Give back each line of the listing below that contains the string "FastList".

** Opening EXTRACTED INFORMATION block **

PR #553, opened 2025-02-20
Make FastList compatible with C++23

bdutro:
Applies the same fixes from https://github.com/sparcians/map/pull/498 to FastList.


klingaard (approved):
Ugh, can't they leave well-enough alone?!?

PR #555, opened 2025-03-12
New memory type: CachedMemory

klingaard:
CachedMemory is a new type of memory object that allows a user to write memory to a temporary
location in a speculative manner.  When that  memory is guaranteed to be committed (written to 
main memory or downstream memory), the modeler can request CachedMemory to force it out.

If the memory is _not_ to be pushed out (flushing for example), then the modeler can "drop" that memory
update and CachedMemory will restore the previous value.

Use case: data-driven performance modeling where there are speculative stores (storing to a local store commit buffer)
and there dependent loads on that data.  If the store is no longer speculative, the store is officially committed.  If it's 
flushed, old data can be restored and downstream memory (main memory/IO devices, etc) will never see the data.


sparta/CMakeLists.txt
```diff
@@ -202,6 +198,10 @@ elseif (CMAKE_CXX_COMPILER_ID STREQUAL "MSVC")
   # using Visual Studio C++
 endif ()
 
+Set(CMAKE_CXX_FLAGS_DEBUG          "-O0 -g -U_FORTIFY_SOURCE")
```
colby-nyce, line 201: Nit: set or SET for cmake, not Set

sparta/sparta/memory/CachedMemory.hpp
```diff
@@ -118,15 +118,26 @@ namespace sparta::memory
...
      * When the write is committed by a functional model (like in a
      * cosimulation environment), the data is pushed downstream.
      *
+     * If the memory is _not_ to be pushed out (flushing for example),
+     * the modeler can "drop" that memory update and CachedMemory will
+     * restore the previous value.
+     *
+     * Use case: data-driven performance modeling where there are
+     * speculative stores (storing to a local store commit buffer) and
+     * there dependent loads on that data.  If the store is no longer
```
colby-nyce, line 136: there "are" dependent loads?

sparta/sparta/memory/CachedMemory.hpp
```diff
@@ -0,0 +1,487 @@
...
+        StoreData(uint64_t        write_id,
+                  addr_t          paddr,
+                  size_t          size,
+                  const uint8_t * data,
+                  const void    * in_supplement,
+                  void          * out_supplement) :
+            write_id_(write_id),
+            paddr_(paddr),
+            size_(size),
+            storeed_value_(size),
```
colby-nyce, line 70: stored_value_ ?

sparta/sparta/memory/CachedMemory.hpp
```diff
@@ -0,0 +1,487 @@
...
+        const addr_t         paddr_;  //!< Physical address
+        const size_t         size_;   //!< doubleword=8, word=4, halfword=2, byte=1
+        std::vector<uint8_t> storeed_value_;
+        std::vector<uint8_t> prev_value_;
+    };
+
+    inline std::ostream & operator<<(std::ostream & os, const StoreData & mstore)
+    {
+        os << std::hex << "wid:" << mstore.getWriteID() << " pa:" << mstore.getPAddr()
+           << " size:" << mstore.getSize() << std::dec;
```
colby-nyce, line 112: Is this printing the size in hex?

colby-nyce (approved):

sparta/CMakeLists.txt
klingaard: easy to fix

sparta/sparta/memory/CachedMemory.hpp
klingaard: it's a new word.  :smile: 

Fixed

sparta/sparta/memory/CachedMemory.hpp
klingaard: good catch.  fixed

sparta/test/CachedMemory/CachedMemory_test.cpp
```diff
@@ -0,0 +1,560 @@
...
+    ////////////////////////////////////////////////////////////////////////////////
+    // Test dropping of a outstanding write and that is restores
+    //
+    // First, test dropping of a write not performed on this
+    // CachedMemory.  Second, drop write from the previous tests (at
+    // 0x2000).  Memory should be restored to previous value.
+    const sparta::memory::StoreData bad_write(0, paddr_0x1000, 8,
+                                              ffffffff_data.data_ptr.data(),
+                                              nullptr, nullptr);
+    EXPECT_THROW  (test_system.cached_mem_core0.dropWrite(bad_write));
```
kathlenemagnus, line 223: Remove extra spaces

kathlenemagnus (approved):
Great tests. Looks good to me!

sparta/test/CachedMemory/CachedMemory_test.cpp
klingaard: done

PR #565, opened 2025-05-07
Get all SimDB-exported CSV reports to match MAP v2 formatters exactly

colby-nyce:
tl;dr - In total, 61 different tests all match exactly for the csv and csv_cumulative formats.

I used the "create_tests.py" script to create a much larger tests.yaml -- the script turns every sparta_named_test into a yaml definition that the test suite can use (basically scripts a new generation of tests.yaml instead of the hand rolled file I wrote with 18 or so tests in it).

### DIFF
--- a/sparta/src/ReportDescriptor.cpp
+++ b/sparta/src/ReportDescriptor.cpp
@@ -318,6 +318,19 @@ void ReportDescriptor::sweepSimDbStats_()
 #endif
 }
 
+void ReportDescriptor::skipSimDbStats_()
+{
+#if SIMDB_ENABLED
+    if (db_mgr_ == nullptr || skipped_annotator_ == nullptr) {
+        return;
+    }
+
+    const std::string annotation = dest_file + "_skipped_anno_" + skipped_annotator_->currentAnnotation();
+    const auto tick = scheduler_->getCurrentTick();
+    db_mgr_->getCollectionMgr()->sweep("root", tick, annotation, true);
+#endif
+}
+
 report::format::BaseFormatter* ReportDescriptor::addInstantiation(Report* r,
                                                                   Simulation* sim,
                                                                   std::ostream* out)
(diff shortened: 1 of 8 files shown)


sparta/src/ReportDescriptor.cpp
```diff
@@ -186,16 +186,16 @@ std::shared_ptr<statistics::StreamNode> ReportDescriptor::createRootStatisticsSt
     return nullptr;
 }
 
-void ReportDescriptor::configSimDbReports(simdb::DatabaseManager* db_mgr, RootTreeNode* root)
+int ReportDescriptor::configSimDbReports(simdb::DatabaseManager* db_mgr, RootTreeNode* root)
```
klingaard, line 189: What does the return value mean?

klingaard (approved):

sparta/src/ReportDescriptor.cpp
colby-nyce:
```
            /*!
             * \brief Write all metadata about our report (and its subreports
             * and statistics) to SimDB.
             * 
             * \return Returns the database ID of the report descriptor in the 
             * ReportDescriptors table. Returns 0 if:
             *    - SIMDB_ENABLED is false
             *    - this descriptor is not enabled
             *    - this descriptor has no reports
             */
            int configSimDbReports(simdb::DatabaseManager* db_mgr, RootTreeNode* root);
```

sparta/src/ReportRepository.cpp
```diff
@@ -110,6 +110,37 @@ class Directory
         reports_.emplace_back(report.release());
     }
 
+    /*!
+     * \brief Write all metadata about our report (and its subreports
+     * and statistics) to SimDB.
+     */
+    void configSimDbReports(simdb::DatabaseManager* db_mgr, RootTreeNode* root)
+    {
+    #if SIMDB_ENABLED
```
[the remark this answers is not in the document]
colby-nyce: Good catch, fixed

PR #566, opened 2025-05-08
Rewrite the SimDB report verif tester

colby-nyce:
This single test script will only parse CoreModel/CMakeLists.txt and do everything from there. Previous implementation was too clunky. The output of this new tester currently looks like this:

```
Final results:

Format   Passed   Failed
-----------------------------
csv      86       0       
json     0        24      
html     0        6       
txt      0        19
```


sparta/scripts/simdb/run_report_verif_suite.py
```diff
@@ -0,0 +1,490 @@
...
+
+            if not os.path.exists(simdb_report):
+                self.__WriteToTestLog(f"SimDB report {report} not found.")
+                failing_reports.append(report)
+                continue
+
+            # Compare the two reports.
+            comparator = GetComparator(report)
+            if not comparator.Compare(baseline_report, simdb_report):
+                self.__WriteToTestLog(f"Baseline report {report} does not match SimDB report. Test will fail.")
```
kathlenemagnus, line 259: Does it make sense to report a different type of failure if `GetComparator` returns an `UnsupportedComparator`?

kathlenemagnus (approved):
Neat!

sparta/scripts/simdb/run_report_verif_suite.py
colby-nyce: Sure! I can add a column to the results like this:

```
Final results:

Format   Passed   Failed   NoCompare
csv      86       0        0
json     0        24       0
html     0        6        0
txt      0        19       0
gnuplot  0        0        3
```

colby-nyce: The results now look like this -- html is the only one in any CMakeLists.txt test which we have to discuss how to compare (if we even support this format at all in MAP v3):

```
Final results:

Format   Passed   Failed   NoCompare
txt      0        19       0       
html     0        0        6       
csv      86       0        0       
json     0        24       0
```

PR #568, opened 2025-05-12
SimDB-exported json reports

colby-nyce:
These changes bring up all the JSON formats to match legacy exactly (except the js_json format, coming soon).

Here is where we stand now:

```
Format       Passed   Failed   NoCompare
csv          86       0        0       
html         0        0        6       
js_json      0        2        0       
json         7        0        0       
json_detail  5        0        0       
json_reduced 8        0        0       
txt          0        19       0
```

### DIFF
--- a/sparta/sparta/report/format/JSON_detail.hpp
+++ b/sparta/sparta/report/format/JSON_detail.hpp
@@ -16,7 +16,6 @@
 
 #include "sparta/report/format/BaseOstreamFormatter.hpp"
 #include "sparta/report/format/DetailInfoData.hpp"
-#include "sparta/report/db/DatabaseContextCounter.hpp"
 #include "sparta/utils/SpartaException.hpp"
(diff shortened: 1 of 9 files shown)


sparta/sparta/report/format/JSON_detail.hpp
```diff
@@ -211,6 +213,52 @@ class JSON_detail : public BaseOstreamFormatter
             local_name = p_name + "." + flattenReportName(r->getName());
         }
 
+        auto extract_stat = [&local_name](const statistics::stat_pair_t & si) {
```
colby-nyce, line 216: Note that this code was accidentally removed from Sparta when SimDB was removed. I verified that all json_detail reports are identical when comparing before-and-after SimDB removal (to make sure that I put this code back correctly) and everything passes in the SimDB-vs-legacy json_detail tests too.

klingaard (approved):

** Closing EXTRACTED INFORMATION block **
** Opening EXTRACTED INFORMATION block **

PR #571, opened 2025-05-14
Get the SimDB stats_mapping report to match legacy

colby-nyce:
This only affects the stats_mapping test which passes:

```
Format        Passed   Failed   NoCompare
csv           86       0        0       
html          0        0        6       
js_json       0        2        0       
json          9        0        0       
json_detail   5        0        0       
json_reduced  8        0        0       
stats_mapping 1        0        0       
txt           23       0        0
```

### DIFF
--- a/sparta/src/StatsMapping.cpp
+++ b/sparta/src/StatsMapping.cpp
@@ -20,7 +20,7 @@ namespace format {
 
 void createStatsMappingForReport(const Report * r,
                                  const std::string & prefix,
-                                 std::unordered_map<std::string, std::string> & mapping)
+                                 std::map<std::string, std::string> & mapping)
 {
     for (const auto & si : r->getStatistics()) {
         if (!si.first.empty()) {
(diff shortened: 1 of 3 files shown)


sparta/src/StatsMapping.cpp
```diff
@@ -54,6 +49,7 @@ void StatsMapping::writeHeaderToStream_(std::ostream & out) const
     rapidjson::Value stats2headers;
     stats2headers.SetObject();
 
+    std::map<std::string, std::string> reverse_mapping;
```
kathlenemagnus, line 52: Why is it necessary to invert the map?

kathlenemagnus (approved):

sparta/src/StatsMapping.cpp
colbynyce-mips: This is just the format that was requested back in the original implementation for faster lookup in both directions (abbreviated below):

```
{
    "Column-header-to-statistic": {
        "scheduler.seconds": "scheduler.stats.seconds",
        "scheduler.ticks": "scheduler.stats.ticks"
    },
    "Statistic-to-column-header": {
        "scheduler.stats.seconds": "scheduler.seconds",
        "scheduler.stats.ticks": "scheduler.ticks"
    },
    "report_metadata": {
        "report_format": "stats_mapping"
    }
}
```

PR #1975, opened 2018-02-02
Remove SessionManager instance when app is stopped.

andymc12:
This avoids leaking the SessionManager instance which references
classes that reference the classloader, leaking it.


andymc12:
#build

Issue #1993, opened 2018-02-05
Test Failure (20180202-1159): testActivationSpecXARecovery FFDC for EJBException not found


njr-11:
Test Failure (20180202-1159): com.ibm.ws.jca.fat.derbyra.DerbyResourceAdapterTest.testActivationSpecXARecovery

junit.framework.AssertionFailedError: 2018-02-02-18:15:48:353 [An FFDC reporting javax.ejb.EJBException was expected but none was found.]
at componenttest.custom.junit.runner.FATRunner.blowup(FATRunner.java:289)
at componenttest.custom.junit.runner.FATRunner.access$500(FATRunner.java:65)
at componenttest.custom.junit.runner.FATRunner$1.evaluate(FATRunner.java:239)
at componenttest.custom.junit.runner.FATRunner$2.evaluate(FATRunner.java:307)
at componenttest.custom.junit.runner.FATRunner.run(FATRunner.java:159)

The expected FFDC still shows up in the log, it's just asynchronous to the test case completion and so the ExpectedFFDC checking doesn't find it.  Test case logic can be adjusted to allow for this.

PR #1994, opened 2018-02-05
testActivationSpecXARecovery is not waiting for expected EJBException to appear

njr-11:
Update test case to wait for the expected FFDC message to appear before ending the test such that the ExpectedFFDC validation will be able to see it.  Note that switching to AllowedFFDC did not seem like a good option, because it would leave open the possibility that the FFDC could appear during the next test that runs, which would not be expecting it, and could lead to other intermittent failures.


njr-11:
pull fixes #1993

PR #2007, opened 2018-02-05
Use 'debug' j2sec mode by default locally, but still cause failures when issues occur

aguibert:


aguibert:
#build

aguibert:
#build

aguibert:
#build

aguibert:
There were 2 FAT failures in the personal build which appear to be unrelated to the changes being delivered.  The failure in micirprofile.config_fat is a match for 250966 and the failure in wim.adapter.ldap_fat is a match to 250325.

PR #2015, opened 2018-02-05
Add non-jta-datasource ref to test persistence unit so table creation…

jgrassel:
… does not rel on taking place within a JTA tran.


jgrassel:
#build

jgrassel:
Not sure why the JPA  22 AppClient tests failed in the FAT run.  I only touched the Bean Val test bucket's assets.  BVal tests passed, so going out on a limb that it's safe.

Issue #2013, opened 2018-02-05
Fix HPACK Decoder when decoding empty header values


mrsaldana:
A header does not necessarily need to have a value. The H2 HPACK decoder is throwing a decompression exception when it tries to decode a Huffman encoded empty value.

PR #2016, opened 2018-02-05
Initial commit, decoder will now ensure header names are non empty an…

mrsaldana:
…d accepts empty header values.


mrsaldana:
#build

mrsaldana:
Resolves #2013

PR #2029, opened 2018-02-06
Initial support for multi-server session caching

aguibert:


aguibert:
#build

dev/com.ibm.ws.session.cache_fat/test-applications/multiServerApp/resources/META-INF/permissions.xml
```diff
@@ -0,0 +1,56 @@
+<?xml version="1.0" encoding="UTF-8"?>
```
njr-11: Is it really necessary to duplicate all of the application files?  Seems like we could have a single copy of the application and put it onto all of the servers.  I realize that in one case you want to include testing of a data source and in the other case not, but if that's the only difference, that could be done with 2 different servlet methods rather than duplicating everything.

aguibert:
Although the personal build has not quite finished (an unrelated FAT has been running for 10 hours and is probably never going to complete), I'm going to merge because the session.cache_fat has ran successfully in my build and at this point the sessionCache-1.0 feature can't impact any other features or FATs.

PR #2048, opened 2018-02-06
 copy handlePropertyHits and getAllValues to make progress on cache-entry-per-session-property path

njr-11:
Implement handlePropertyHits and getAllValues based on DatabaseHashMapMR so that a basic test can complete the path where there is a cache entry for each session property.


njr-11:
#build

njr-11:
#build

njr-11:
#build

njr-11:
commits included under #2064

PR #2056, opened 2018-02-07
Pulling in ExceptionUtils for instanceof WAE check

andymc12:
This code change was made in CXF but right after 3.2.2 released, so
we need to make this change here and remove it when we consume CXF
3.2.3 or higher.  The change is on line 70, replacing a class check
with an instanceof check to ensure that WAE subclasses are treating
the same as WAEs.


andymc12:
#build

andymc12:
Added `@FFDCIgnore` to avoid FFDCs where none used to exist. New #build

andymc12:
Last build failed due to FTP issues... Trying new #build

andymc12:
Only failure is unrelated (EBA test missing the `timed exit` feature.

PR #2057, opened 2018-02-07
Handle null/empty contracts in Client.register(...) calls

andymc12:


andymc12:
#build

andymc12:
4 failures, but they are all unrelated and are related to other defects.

** Closing EXTRACTED INFORMATION block **
** Opening EXTRACTED INFORMATION block **

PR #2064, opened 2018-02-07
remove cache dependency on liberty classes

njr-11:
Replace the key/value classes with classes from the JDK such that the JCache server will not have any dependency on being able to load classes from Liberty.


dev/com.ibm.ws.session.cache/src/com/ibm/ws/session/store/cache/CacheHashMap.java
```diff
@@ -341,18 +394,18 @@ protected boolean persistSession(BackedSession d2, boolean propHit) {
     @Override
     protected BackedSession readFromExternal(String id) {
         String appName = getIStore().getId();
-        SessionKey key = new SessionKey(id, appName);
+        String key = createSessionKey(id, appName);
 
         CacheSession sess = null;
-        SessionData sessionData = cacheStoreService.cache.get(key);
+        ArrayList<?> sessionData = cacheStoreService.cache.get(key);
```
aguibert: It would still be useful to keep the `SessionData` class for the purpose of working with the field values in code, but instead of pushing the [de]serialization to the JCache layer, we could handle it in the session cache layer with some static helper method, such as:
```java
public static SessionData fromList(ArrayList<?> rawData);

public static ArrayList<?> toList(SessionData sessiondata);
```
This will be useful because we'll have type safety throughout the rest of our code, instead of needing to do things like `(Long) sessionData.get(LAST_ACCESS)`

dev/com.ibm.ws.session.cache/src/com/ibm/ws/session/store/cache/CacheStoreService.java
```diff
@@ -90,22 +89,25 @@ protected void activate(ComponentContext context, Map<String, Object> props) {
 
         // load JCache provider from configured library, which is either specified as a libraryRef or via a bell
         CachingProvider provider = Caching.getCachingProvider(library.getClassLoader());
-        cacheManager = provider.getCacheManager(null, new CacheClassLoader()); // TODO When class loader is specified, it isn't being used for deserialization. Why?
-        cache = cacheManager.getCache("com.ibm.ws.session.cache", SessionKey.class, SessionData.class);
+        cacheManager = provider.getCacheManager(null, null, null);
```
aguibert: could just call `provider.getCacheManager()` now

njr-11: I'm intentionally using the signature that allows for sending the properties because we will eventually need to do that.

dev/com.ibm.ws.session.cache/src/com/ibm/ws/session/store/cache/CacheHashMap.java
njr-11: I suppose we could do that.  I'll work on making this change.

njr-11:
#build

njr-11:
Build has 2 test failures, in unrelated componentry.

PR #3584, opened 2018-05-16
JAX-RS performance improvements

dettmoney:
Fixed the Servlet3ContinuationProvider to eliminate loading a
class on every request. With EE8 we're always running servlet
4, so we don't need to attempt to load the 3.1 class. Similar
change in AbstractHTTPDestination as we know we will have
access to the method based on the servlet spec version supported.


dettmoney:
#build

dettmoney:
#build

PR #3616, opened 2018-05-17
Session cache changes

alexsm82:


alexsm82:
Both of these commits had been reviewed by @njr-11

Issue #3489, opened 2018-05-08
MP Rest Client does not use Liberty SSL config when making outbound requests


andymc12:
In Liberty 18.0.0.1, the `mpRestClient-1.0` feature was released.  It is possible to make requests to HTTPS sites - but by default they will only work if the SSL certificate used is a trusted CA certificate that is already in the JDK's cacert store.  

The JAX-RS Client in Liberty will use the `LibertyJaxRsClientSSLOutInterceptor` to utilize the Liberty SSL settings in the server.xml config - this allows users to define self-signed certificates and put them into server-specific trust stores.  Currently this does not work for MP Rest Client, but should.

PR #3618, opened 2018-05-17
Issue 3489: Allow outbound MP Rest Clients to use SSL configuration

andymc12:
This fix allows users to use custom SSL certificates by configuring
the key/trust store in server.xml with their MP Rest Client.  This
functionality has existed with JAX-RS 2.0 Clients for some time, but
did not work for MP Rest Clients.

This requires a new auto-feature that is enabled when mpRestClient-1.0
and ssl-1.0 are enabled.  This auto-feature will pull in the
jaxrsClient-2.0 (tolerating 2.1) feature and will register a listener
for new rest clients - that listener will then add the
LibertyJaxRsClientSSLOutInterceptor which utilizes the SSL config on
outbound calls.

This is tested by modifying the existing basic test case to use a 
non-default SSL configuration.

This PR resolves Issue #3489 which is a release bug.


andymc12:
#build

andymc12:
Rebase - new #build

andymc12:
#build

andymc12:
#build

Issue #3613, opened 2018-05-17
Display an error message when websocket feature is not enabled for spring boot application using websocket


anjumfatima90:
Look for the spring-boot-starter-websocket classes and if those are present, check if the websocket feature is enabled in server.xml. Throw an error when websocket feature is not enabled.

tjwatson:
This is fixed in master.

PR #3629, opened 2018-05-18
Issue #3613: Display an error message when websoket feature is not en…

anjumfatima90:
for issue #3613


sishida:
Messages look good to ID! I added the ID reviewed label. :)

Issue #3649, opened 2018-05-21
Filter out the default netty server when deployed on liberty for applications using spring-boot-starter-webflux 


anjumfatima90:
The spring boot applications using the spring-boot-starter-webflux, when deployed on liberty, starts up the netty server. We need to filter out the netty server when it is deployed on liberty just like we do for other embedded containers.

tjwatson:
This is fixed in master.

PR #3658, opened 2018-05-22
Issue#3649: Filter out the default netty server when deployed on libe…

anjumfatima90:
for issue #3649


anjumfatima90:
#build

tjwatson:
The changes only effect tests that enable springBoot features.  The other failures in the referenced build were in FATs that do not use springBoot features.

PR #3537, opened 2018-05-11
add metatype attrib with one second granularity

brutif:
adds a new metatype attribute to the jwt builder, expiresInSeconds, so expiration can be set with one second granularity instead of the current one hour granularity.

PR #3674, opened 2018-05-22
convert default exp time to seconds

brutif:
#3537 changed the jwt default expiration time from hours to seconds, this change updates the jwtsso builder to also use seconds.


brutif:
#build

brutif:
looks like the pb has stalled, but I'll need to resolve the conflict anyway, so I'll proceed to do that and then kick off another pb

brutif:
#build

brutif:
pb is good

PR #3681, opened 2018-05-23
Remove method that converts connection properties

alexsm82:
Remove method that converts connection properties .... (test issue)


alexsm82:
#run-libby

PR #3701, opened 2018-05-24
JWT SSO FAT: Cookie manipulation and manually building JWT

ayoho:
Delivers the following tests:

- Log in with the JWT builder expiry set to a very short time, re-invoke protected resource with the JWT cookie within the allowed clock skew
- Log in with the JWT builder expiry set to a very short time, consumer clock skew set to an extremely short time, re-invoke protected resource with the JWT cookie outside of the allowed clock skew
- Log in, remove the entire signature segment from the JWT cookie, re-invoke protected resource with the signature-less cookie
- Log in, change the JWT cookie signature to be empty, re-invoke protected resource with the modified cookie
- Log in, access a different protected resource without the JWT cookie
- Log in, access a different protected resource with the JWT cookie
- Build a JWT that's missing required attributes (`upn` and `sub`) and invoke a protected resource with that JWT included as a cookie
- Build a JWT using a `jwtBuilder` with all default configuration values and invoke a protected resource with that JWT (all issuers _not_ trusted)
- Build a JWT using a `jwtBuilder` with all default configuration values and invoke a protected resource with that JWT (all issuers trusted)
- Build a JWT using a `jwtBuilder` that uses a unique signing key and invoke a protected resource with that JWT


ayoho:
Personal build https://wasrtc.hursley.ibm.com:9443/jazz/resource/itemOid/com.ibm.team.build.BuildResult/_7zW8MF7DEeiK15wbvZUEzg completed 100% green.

** Closing EXTRACTED INFORMATION block **

**ANSWER:**
Make FastList compatible with C++23
Applies the same fixes from https://github.com/sparcians/map/pull/498 to FastList.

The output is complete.